If you do want to prove laws then, well, Haskell isn't really the right tool. You'd want the proof to be checked at compile time, but Haskell makes it rather difficult to express complicated values in the type level. If you do it at runtime instead, then first of all: no good if the deployed executable crashes because of a mistake. But more importantly, since Haskell isn't total you could “prove” any proposition by just giving undefined as the result – or some other ⊥ value, more typically this might be some subtle infinite loop.
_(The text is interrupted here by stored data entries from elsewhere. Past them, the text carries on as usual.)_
PR #541, opened 2026-01-21
Add support for multiple NixOS system profiles

leguteape:
Hey everyone. This PR attempts to  add  support for NixOS system profiles to lanzaboote. I had originally written this patch at around August of 2025 for personal use but the folks over at #135 have encouraged me to create a PR here.

Here's a list of the most important changes:

- Get profile names from `system-profiles/` while also being compatible with non-profiled systems
- Since profile names can also have `-` characters, handle any stray `-`s so versions and profile names can be safely extracted
- Add profile names to the `.efi` entries as well as in boot menus in a fashion consistent with `systemd-boot`
- Update the unit and integration tests to accommodate the presence and absence of profiles

I must add that I didn't know any Rust and sorta hacked my way around when I made these changes, following compiler hints and warnings. So, the quality of the my modifications may not be the best. I would, hence, be welcoming of any suggestions aimed towards improving the quality of this patch.

P.S. Here's an image of what the boot menu looks like after my changes (profile names are inside square brackets):

image

- Entry 1 belongs to the default profile, aka the `system` profile.
- Entry 2 belongs to the `Workstation` profile
- Entry 3 belongs to the `Gamestation` profile

### DIFF
--- a/nix/modules/lanzaboote.nix
+++ b/nix/modules/lanzaboote.nix
@@ -25,6 +25,31 @@ let
   mkInstallCommand =
     efiSysMountPoint:
     ''
+      prof_dir="/nix/var/nix/profiles" profiles=""
+
+      # Add all default system profiles, if any
+      if [ "$(${lib.getExe pkgs.findutils} "$prof_dir" -type l -name 'system-*-link' \
+              | ${lib.getExe' pkgs.coreutils "wc"} -l)" -gt 0 ]; then
+        profiles+="$prof_dir/system-*-link "
+      fi
+
+      # Add all extra system profiles, if any
+      if [ -d "$prof_dir/system-profiles" ] &&
+          [ "$(${lib.getExe pkgs.findutils} \
+                 "$prof_dir/system-profiles" -type l -name '*-*-link' \
+               | ${lib.getExe' pkgs.coreutils "wc"} -l)" -gt 0 ]; then
+        profiles+="$prof_dir/system-profiles/*-*-link"
+      fi
+
+      # Display a clear error message if no usable profile can be found
+      if [ "$profiles" = "" ]; then
+        ${lib.getExe' pkgs.coreutils "printf"} "%s %s %s\n" \
+          "Failed to find usable system profiles. Please make sure that" \
+          "system profiles are present under $prof_dir/system-*-link and/or" \
+          "$prof_dir/system-profiles/<profile-name>-*-link." 1>&2
+        exit 1
+      fi
+
       PATH=${config.systemd.package}/lib/systemd:$PATH
       ${cfg.installCommand} \
     ''
@@ -41,7 +66,7 @@ let
           efiSysMountPoint
         ]
       )
-      + " /nix/var/nix/profiles/system-*-link"
+      + " $profiles"
     );
 
   installHook = pkgs.writeShellScriptBin "lzbt" (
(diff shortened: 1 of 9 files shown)


RaitoBezarius:
@rv32ima can I let you do a first pass? Then ping me and I will do another pass so we can get that promptly merged.

nix/modules/lanzaboote.nix
```diff
@@ -23,11 +23,36 @@ let
   ++ cfg.extraEfiSysMountPoints;
 
   mkInstallCommand = efiSysMountPoint: ''
+    prof_dir="/nix/var/nix/profiles" profiles=""
```
nikstur, line 26: This should definitely not be implemented as a shell script. This needs to be done in the rust code

nikstur (changes requested):

nix/modules/lanzaboote.nix
Eveeifyeve: IA, Rust would be best for this case.

leguteape: Hey. Thanks for your suggestion! I am willing to rewrite this in Rust but I would appreciate some pointers regarding where to implement this functionality. If you could suggest the file/files for storing this code, that would be quite helpful.

lewo-hkcm: @nikstur what do you think about removing the `Installer` `generation_links` argument and generating the list of generations [here](https://github.com/nix-community/lanzaboote/blob/04723d4fd6bde2665fef3b25856aeebbd4013c16/rust/tool/systemd/src/install.rs#L112)?

leguteape:
Hey everyone. I have been busy with academic stuff lately and have not had the opportunity to work on this PR. Since that will continue to be the case in the immediate future, I will just close it as I don't want to give the illusion of progress where there is none. If anyone is interested in continuing this further and finds anything in this PR to be of any help, feel free to use whatever you need.

RaitoBezarius:
Thank you for the ping. This PR still greatly interest me, so I may take up the torch. Thanks and good luck!

eveeifyeve:
I have a question about this PR—hope that’s okay. Will it be compatible with alternative NixOS module systems such as NixBSD or Finix? Specifically, would it allow switching to a BSD/Finix system along with NixOS while using Secure Boot without issues, or is that not currently supported?

RaitoBezarius:
> I have a question about this PR—hope that’s okay. Will it be compatible with alternative NixOS module systems such as NixBSD or Finix? Specifically, would it allow switching to a BSD/Finix system along with NixOS while using Secure Boot without issues, or is that not currently supported?

lanzaboote focuses on systemd. That's already not supported and this PR is not the right place to ask this question.

Spaghetto392:
Apologies if this isn't the place to ask, but is there any potential time frame on a version of this patch being pushed to Lanzaboote?

I've been using an ancient version of comin to at least somewhat skirt around the profiles support being an issue and as of a week ago, it finally stopped working. 

I'm currently trying to weigh my options for the best course of action and so far haven't come up with anything.

Unfortunately, I'm not too knowledgeable about Rust. If I were, I'd likely attempt finishing the patch myself.

nix/modules/lanzaboote.nix
nlewo: @nikstur while I agree with you using a shell script is dirty, this PR solves an issue and the main part of the implementation seems to be ok. Also, this doesn't introduce the usage of a shell script because it is already the case (i know this is not a sufficient reason). 

@nikstur it would be really nice if you could reconsider this PR as "good enough", especially because it fixes a real world issue and could be improved later, without any breaking change.

I have been running this PR on several systems since several weeks without any troubles and it makes my systems working with lanzaboote.

nlewo:
I have been running this PR on my (comin) systems since several weeks: it fixes my issue without introducing any regression.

The right tool is a dependently typed language. The most popular are Coq and Lean, which resemble ML more than Haskell, and Agda. These are primarily intended to be proof assistants rather that general programming languages which also allow you to formulate theorems; Idris goes more in that direction.

All that said, modern Haskell is now also have somewhat capable of dependently-typed programming. The key tool is to have your functions as type families, and use singletons to get value-level standins to the type-level values, and then use either GADTs or constrained CPS to pass around the proofs.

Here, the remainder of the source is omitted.